Better follow-up needed
Dr Philip Urban (Latour Hospital, Geneva, Switzerland), who commented on the study during the late-breaking clinical-trials session, called the device "promising" and said that the data compare well with Cypher, the other sirolimus-eluting stent. He pointed out, however, that a number of patients were lost during follow-up, with only 75% of patients available for clinical follow-up at six months and 50% available at 12 months. Also, angiographic follow-up was available in only 34% of patients at six months.
"Of course, this quite markedly affects what degree of confidence we can have with the results," said Urban.
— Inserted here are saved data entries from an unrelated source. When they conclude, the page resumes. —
Issue #480, opened 2021-05-06
Shortcut for "Run manually" doesn't work if root node is a ICanRunCheckManually


kbirken:
The `RunManually` infrastructure provides three actions for running the check on a node, a root node and a container, respectively. The keymap `runEval` ([nodeURL](http://127.0.0.1:63320/node?ref=r%3Acdcdec44-a636-42c8-b599-c146eb2ca77d%28org.iets3.core.plugin.plugin%29%2F4816256765116125442)) assignes the same shortcut to each of them, and the `isApplicable` methods decide which one will be executed. 

However this logic overlaps for nodes and root nodes, such that if a root node is itself a `ICanRunCheckManually`, no check will be executed (as the root node will be checked first if the shortcut is hit, but its `execute` method doesn't find itself as ancestor. 

Expected: If the shortcut is hit, the `runManuallyOnNode` action should be triggered.

alexanderpann:
Closing because it was fixed in https://github.com/IETS3/iets3.opensource/pull/481 and follup commits.

PR #481, opened 2021-05-06
Allow RunManually shortcut also if root node is a ICanRunCheckManually

kbirken:
If a root node is a `ICanRunCheckManually`, the Cmd-Alt-Enter shortcut doesn't work currently (issue #480). This is because the `runAllManuallyOnRoot` action will grab the shortcut, but its `execute` will not handle it correctly. 

There are two possible options to solve this:
- option 1: fix `runAllManuallyOnRoot` so that it not only handles checks for the root's descendants, but also for itself
- option 2: fix the shortcut logic so that `runAllManuallyOnRoot` will not grab the shortcut, but leave it to `runManuallyOnNode`

This PR solves the problem by doing option 2. I chose to avoid option 1 because it seems so far it was perfectly fine if root nodes only check there children and not themselves, and I decided to stick with that behavior.

### DIFF
--- a/code/languages/org.iets3.opensource/languages/org.iets3.core.plugin/models/org/iets3/core/plugin/plugin.mps
+++ b/code/languages/org.iets3.opensource/languages/org.iets3.core.plugin/models/org/iets3/core/plugin/plugin.mps
@@ -180,6 +180,9 @@
       <concept id="1079359253375" name="jetbrains.mps.baseLanguage.structure.ParenthesizedExpression" flags="nn" index="1eOMI4">
         <child id="1079359253376" name="expression" index="1eOMHV" />
       </concept>
+      <concept id="1081516740877" name="jetbrains.mps.baseLanguage.structure.NotExpression" flags="nn" index="3fqX7Q">
+        <child id="1081516765348" name="expression" index="3fr31v" />
+      </concept>
       <concept id="1204053956946" name="jetbrains.mps.baseLanguage.structure.IMethodCall" flags="ng" index="1ndlxa">
         <reference id="1068499141037" name="baseMethodDeclaration" index="37wK5l" />
         <child id="1068499141038" name="actualArgument" index="37wK5m" />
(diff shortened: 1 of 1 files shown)


kbirken:
Ensure that the keyboard shortcut  for _Run/Evaluate/Check Manually_ works even on a root node which can be checked (i.e., is a `ICanRunCheckManually `). For details see #480. There is no breaking change involved.

wsafonov:
Would it be really the expected behavior to execute only roots descendants if the root itself is also `ICanRunCheckManually` and can be checked? To me it feels that when a user is on a checkable node and hits the shortcut, he/she would want to see all nodes in the tree checked including the node itself. At least I can't see any reason why excluding the selected node would be a reasonable expectation. Or do we have examples that would rather support that expectation?

kbirken:
> Would it be really the expected behavior to execute only roots descendants if the root itself is also `ICanRunCheckManually` and can be checked? To me it feels that when a user is on a checkable node and hits the shortcut, he/she would want to see all nodes in the tree checked including the node itself. At least I can't see any reason why excluding the selected node would be a reasonable expectation. Or do we have examples that would rather support that expectation?

At least we did not have a use case for this so far, so I chose to fix the issue without overgeneralizing the implementation. But I am not stubbornly fixed to option 2. In order to implement option 1 we would have to include the root node itself in its `execute` method, but also add `&& checkable.parent!=null` to `runManuallyOnNode.isApplicable`'s condition, in order to avoid that both actions could be applied in the same use case (it would be bad if we end up with non-determinism here). What do you think?

kbirken:
The latest commit switches to option 1. Pls. have another look.

wsafonov:
Shouldn't it be `this.selected` in the condition? Because this way if only the root would be `ICanRunCheckManually` we would loose the possibility to click somewhere under it and run the solver for the root with the shortcut which would use `runManuallyOnNode` action then.

kbirken:
Pls. check again.

wsafonov (approved):
Looks good now.

PR #482, opened 2021-05-20
added navigation support to solvable node from monitor (#463)

wsafonov:
This PR extends the solvable monitor widget with the ability to navigate on mouse click to the ISolvable node behind the solver task to show it in the editor. This is especially helpful in case of many tasks shown in the monitor widget.


dbinkele:
@wsafonov I have added a simple null check to the listener as I was getting exceptions when no task that have run were available.

dbinkele (approved):

lhartl (approved):

PR #755, opened 2016-04-15
svirt_install: add --video option for install

waynesun09:
Add --video vga for install to avoid the primary video type
problem.


will-Do:
ACK

will-Do:
Merge this trivial fix

PR #756, opened 2016-04-15
remote_with_unix: Correct wrong regular expression

dzhengfy:
Existing regular expression can not match both 'forbidden for read only
access' and 'forbidden: read only access'. The fix is to correct it.


waynesun09:
ACK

The late-loss findings, however, are excellent, said Urban, but he cautioned against comparisons with the other stents in this registry, as the study was nonrandomized, in addition to having limited follow-up data on patients. In addition, although there was no late stent thrombosis, Urban said little should be made of this finding until more data become available in future trials.
"What can we say today from these data?" asked Urban. "It's very encouraging, but it's preliminary. It's consecutive patients from a single center. . . . Efficacy seems to be good, but the follow-up limits the value we can give to those data." Further, longer-term follow-up, with adjudication of events, as well as a randomized comparison with the other drug-eluting stents, will be necessary to learn where this new stent could fit into the existing armamentarium, he said.